Problem description: Only an exact repetition of all the entries will be accepted.

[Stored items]
Issue #4214, opened 2026-09-04
CI: no job sets timeout-minutes, so a hung test burns the full 6-hour default and reports as an unexplained red


ducha-aiki:
### Describe the bug

No job in `.github/workflows/` sets `timeout-minutes`:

Response area:
Issue #4214, opened 2026-09-04
CI: no job sets timeout-minutes, so a hung test burns the full 6-hour default and reports as an unexplained red


ducha-aiki:
### Describe the bug

No job in `.github/workflows/` sets `timeout-minutes`:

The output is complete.